High-bandwidth memory is the second choke point. SK Hynix remains Nvidia's lead supplier, with Micron and Samsung Electronics still ramping up capacity. Priority access to next-generation High Bandwidth Memoty nodes ensures Nvidia's accelerators hit volume while others wait in line.

This combination of software lock-in, interconnect scale-out, and privileged supply allocation is not a fleeting edge. It is a structural moat measured in years. Even if competitors design strong alternatives, they can't reach meaningful volume without access to these same resources. That's why Nvidia's premium valuation is not just about market share. It's about owning the rails on which the AI economy runs.

Why AMD and Intel can't break the kingdom

AMD is real competition -- let's not pretend otherwise. Azure's ND MI300X instances are generally available, Meta publicly uses MI300-class chips for Llama inference, and OpenAI has signaled it will use AMD's latest chips alongside others.

ROCm 7 and the AMD Developer Cloud have genuinely improved software support. But here's the reality check: AMD's entire data center revenue was $3.2 billion last quarter, driven largely by EPYC central processing units, not GPUs. Nvidia does that in about a week.

AMD wins on price-performance for specific workloads, especially inference. It gives hyperscalers negotiating leverage and caps Nvidia's pricing at the margin. But breaking CUDA's gravity requires more than competitive hardware -- it needs a software revolution that won't happen by 2028.

Intel's situation is even more interesting with reports that the Trump administration is considering a government stake. If that happens, Intel gets cheaper capital, stabilized fabs, and preferential treatment for government contracts.
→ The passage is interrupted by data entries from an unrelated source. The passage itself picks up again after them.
PR #474, opened 2019-07-25
Just a minor issue with clang and snprintf on windows

ZachBacon:
this fixes the build process but shouldn't interfere with gcc


rkitover:
Just remove that `#define`, it's wrong and not being used anywhere.

ZachBacon:
Pushed

Issue #476, opened 2019-07-26
[Debugger] Logging showing erroneous values


retro-wertz:
### Expected behavior

aside from it has memory leaks, it should work as expected. and this used to log to a text file but not anymore .

### Actual behavior

returns erroneous values, no logging.

### Steps to reproduce the behavior

load gba game. goto tools > Logging. check on anything that would show an output. compare to source code to compare formatting..

![Screenshot_2019-07-26_23-27-24](https://user-images.githubusercontent.com/23315382/61963336-ee3be480-affd-11e9-8886-749e8dac0784.png)

you can also use the the log() function and output something like log("%02x %04x %08x\n", 0xff, 0xffff, 0xffffffff); this should show the formatting and values as specified.

![Screenshot-2](https://user-images.githubusercontent.com/23315382/61962983-5d650900-affd-11e9-81cc-96dd696f7048.png)

here is what is expected to be shown:
![Screenshot-3](https://user-images.githubusercontent.com/23315382/61963099-884f5d00-affd-11e9-9b20-88c967a873f5.png)

an error box also appears at runtime:
![Screenshot_2019-07-25_23-37-50](https://user-images.githubusercontent.com/23315382/61962889-2bec3d80-affd-11e9-9f56-90aadbdee8a1.png)

### Crash bugs

If this is a crash bug, and you have the time and inclination, please provide a
symblic backtrace.

Instructions for doing so are
[here](https://github.com/visualboyadvance-m/visualboyadvance-m/blob/master/README.md#reporting-crash-bugs).

(see bottom screenshots)

### ROM details

Which games are affected by the issue (please state if GBA or GB game): all

Which games, if any, are NOT affected by the issue (please state if GBA or GB game): non

Include screenshots of ROM Information (File > ROM Information): no rom specific

If you are using a BIOS file, please say which one.

### Option details

Video driver (simple, opengl): 

Sound driver (directsound, xaudio, openal, SDL):

### Build details

Operating System (Windows, Mac, Linux (state distribution), etc.): arch

If using Linux, specify if using xorg or Wayland: xorg

Version of code (pre-built binary version, or commit ref, or just "master"):

### Hardware details:

If your joystick or gamepad isn't working in Linux, please try to troubleshoot
using the information on this page:
https://wiki.archlinux.org/index.php/Gamepad **BEFORE** filing an issue. We use
SDL for joystick support, any problems will generally be an issue with SDL and
**NOT** the emulator.

[...]

PR #477, opened 2019-07-26
Fix wxWidgets assertion error on `Logging...` menu.

denisfa:
@rkitover This is a regression needed for #476 (it will not close it, but partially fix it).

I also did the test of `log("%02x %04x %08x\n", 0xff, 0xffff, 0xffffffff);` on a random scope to check its return and it seems to be working.

The memory leak is a bit more complicated... There are some things mixed there and It is probably needed to do something more towards refactoring. It will be on the list of memory issues, nevertheless.

### DIFF
--- a/src/wx/sys.cpp
+++ b/src/wx/sys.cpp
@@ -1294,8 +1294,10 @@ bool debugWaitSocket()
 void log(const char* defaultMsg, ...)
 {
     va_list valist;
+    char buf[2048];
     va_start(valist, defaultMsg);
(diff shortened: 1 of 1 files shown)


rkitover:
Actually, take a look at what I did with `wxLogDebug()` in `wxvbam.h`, maybe we can combine these somehow.

denisfa:
> Actually, take a look at what I did with wxLogDebug() in wxvbam.h, maybe we can combine these somehow.

@rkitover Sorry about missing this comment. I will check and see what can be done.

But it doesn't solve CUDA lock-in, NVLink scale, or Nvidia's platform cadence. Gaudi 3 is shipping through Dell Technologies' AI Factory and IBM Cloud, targeting better price performance than H100 on selected workloads. But it's still behind H200 and Blackwell in absolute performance and ecosystem support.

The path to 2028

The base case through 2028 is straightforward: demand growth plus platform innovation keep Nvidia atop training workloads while AMD and Intel expand as cost-optimized alternatives. Nvidia maintains 70% to 80% share in training and loses some inference share to cheaper alternatives but grows absolute revenue on market expansion. The bears worry about customized chips, power constraints, or supply shocks, but none of these threats materialize fast enough to derail the story before 2028.